É costume dizer no Brasil que o ano começa depois do Carnaval. Talvez seja verdade.
Abaixo da linha do equador a coisa é diferente. Aqui, os meses de janeiro e fevereiro são insuportáveis. Quentes, abafados, a cidade grande não permite que o ar circule direito, por causa dos altos prédios. O asfalto é uma capa, um isolamento perfeito do que antes era terra, depois pedra. Acumula um calor horroroso, além de ser excelente isolante para água de chuva.
Tudo se torna penoso. O andar nas ruas, o trabalho, a locomoção. Estes dois últimos, faz tempo, adotaram o ar refrigerado. Você sente o frio, ou pelo menos não sofre com o calor enquanto trabalha ou está na condução. Saiu, danou-se. É como enfrentar o bafo de uma panela com água quente.

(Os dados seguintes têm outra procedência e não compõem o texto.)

PR #2401, opened 2026-09-10
core, eth: detect and self-heal missing contract code on stateless verification

lucca30:
## Problem

A WIT2 stateless node reads contract code from its **local disk** — witnesses
carry no code. When a called contract's bytecode is absent (a bytecode-heal /
fast-forward completeness gap), `StateDB` records a sticky error and serves the
read as phantom-zero, so execution silently continues against wrong state. The
miss then surfaces only as a misleading `ErrGasUsedMismatch` — or, when the
divergent execution hits "gas limit reached", as that `Process` error —
masquerading as consensus divergence.

Observed on mainnet-soak: block `93472327` diverged (gasUsed `46,716,714` vs
`47,007,392`) because code `0xf98d41f7…e56e64` was missing from local disk, and
the true cause was invisible in the logs.

## Fix

This PR both **detects** the condition and **recovers** from it.

**Detect** (`core`, `core/state`) — check `db.Error()` in `ExecuteStateless`
immediately after `Process`, **before** the `Process`-error branch (a failed
state read invalidates the result, so it is the true cause regardless of which
downstream symptom fires first). Reject with a typed
`ErrStatelessIncompleteState` wrapping a `state.MissingCodeError{Addr, Hash}`
(the "code is not found" message is unchanged, so witness-regen fixtures still
match), and bump a `chain/stateless/incomplete_state` meter. The typed error
lets a caller distinguish a missing **code** (fetchable, content-addressed) from
a missing **trie node** (an incomplete witness, not fetchable).

**Recover** (`eth/protocols/snap`, `eth/downloader`) — on a
`*state.MissingCodeError` from a stateless batch import, fetch that
content-addressed blob from a snap peer via `Syncer.FetchByteCodes` (verify each
blob against its hash, fail over across peers, usable outside a running `Sync`
cycle), persist it, and retry the batch. Bounded by `maxStatelessCodeHeals` so a
blob no peer can serve degrades to the existing safe failure instead of looping.

Together this is **mechanism-agnostic**: it recovers any missing code at
execution time regardless of how the gap arose (heal incompleteness, crash
window, or fast-forward), turning the "code arrived later" recovery from
eventual into immediate.

## Test

- `TestExecuteStatelessRejectsMissingCode` drives the real `ExecuteStateless`
  over a mainnet witness fixture, removes each contract code the block reads, and
  asserts `ErrStatelessIncompleteState` naming the hash (and that the hash
  round-trips via `errors.As`) — never a gas mismatch, a `Process` symptom, or a
  silent pass. Writing it caught a real ordering bug: a missing code first
  surfaced as "gas limit reached" from `Process`, which is why the `db.Error()`
  check must precede the `Process`-error branch.
- `eth/protocols/snap` — `TestFetchByteCodesOnDemand` (well-behaving peer;
  unknown hash never fabricated) and `TestFetchByteCodesFailsOverAndVerifies`
  (fails over past a peer returning bytes that don't match the requested hash).
- `eth/downloader` — `TestRecoverMissingStatelessCode` (a servable miss is
  fetched, verified and persisted; a non-code error and an unservable blob are
  both left to the safe failure path, writing nothing).

## Scope / risk

Stateless-verification path only. A valid block whose code is fully present is
unaffected: `db.Error()` is nil and the existing `ValidateState` path runs
unchanged. Every fetched blob is verified content-addressed
(`keccak(code) == hash`) before it is persisted, so a malicious peer cannot
inject wrong code — it simply fails over. Recovery is bounded and safe-stops on
an unservable code.

> Consolidated from the previously stacked #2401 (detect) + #2402 (recover) into
> a single squashed commit for one review/merge unit.


cffls (approved):
LGTM, thanks!

pratikspatil024 (approved):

Mas chega o Carnaval e tudo muda. As estradas ficam cheias de retirantes que procuram férias curtas em locais aprazíveis. Caramba, que as filas são duras de encarar, são quilômetros e mais quilômetros. Mas o povo enfrenta, a praia que se dirige não é tão longe assim, o lugar é mais fresco, sopra uma brisa gostosa, a cerveja gelada na areia parece o mais santo remédio, e muitas vezes é mesmo. Alguns mais preparados levam um vinho branco, colocam a garrafa no recipiente que guarda a temperatura. A barraca protege do sol inclemente, a água do mar está com uma temperatura invejável, cada mergulho parece um renascimento. Mulheres exibem plástica perfeita, adquirida a duras penas nas academias durante todo o ano, esperando o festejo.
Viagreiros, palavra inventada pelo escritor João Ubaldo, debochando de algum da sua turma que não sobrevive sem o citrato de sildenafil, princípio ativo da droga, dão vivas à ciência. Estão livres do "mas isto nunca me aconteceu antes", deslavada mentira tantas vezes repetida. Podem sem medo enfrentar a morena bem 'malhada' que o marido trocou por uma de menos dez anos.
É tudo um sonho, que vai acabar na reunião da quarta-feira às três horas na empresa, ou quando o folião, ainda pensando na água gelada do mar, procurar o alicate de corte na sua bolsa de eletricista.
Hoje é segunda feira, 23 de fevereiro de 2015. Começou o ano, gente!